Contact Information: The services platform will send you communications (email and other notifications), as per your notification settings, as part of essential functioning of services that you may avail, such as appointment booking information, alerts related to reviews and consultations by your healthcare providers. At time of registration you will be required to verify your email address and/or phone number. Your contact information may also be used for customer support services, should you choose to avail of them. In addition, we may use your contact information to provide you with information about our services. If you decide at any

time that you no longer wish to receive such information or communications from us, please change applicable notification settings in your account. Your contact information is not shared with any third-party.

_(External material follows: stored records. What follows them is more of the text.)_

PR #407, opened 2026-05-28
Symlink Scout sample notebooks instead of first-spawn copy

andylassiter:
### Product
On the Scout JupyterHub, sample notebooks (Quickstart, Advanced, plus the conda env file) used to be copied into `~/Scout/` on first login and never refreshed. Existing users never saw new samples or updates without manual intervention. This change makes `~/Scout/` a read-only view of the current release that updates automatically on each release. Users open notebooks in place to run them and use **File > Save Notebook As...** to keep an editable copy.

### Technical
- Replaces the legacy `~/Scout/` directory with a symlink to `/opt/scout/samples` (RO). Users can run notebooks in place but need to save copies into their home directory if they want to keep any changes. JupyterLab prompts the user to Save or Discard when closing.
- For existing users whose `~/Scout/` is a real directory from the old first-spawn hook, postStart moves it to `~/Scout.bak-<date>/` before symlinking. Their previous content is preserved, just relocated.

## Type of change
- [ ] New feature
- [x] Improvement
- [ ] Bug fix
- [ ] Documentation update
- [ ] Test update

##### Authorization
N/A

##### Appsec
N/A

### Performance
Backing up existing `~/Scout` dirs could be slow if users have put other files in the directory.

### Data
User data is preserved:
- Existing `~/Scout/` directories from the old hook are moved to `~/Scout.bak-<date>/` on first spawn under the new code. Nothing is deleted.
- The migration is idempotent: once `~/Scout` is a symlink, the move is skipped on subsequent spawns.

### Backward compatibility
- Existing users keep their old content under `~/Scout.bak-<date>/`.
- The `.scout_quickstart` flag file is no longer created or read; it can sit harmlessly on old user homes.

## Testing
Deployed on dev02 and verified by hand:
- Fresh spawn shows `~/Scout/` with README, Quickstart, Advanced, environment.yml
- Existing user with legacy `~/Scout/` sees it moved to `~/Scout.bak-<date>/` and `~/Scout/` becomes the new symlink
- Notebooks open and run in place from the read-only mount, outputs render, JupyterLab shows the read-only banner
- `mamba env create -f ~/Scout/environment.yml` succeeds
- Bulk-lookup cells in Quickstart write `~/patient_ids.csv` and `~/patient_list_results.csv` successfully

## Note for reviewers
We considered `~/scout-samples/` and `~/Scout/samples/` but landed on `~/Scout/` per review feedback. Avoids the extra dir level and keeps the path users already know.

## Checklist
- [x] My code adheres to the coding and style guidelines of the project (and I have run `pre-commit run --all-files`)


kathrynalpert (approved):
Super excited about this! I could also see a submit/approve/publish flow either via GitHub PRs or swapping to pulling these notebooks from S3 or something.

andylassiter:
> Super excited about this! I could also see a submit/approve/publish flow either via GitHub PRs or swapping to pulling these notebooks from S3 or something.

Yeah I could see pushing this feature further. I was thinking something Git related but I also like the S3 idea.

johnflavin (approved):
I think this is generally a good idea, but I don't like the `~/scout-samples` directory name. Nor do I like the alternative `~/Scout/samples`. I just want to put these directly in `~/Scout`. We'd need to check if any existing user notebook PVs have modified the default files, but if not, I don't see a reason we can't move or remove things from the existing `~/Scout` directory.

andylassiter:
> I think this is generally a good idea, but I don't like the ~/scout-samples directory name. Nor do I like the alternative ~/Scout/samples. I just want to put these directly in ~/Scout. We'd need to check if any existing user notebook PVs have modified the default files, but if not, I don't see a reason we can't move or remove things from the existing ~/Scout directory.

I can revert to `~/Scout`. We could try to handle this in the startup script and just backup the existing dir? 

```
if [ -d ~/Scout ] && [ ! -L ~/Scout ]; then
    mv ~/Scout ~/Scout.bak-$(date +%Y%m%d)
fi
ln -sfn /opt/scout/samples ~/Scout
```

johnflavin (approved):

Anonymized data: Credence Digital Health may analyze anonymized and aggregated collected through the services, for purposes of evaluating healthcare outcomes, healthcare requirement patterns and to measure the effectiveness of services and content. Such anonymized and aggregated information is not considered as personal information. You are responsible for maintaining the confidentiality of your password and account information. You are responsible for all activities that occur in your account and you agree to notify Credence Digital Health immediately of any unauthorized use of your account. Credence Digital Health is in no way responsible for any loss that you may incur as a result of any unauthorized use of your

user account and password. The technology vendor supporting this platform is not responsible for the privacy policy compliance of any users who have access to data in it.

Disclosure of Information

We may disclose any information to government or law enforcement officials if we believe doing so is required to comply with law enforcement and legal process; to prevent or stop any illegal, unethical, or legally actionable activity; to protect your, our or others rights and safety. Credence Digital Health does however reserve the right to deactivate or delete accounts of any user found to be in violation of our Terms of Use.

Transmission and Storage Security

All data is stored only in the servers of our technology vendor on the highly secure Amazon Web Service platform (which is compliant with HIPAA regulations). Necessary measures in providing secure transmission of personal health information before it is transferred across the Internet from your personal computer or devices are ensured. However, you should be aware of possible

risk involved in transmitting information over the Internet as no data transmission can be  guaranteed to be 100% secure and of risk that others could find a way to thwart our security systems. As a result, while we strive to protect your personal information, we cannot ensure or warrant the security and privacy of personal information you transmit to us, and you do so at your own risk.

Restriction on the Basis of Age

All users of the patient portal and mobile app of Credence Digital Health are expected to be above 18 years of age. Parents, caregivers/guardians and healthcare providers are allowed to provide and store personal information about others, including minors and children. Any user providing, storing or submitting information on behalf of a child/person under guardianship assumes full responsibility over the submission, use, and transmission of such information.

Changes to this Policy

Please note that this Privacy Policy may change from time to time as we continue to offer evolve our services. In the event of any changes in our Privacy Policy, the updated version will be posted here and take effect from the moment of posting. The above mentioned terms are applicable as long as you are a registered patient of Credence Digital Health using Credence Digital Health's web patient portal and mobile application.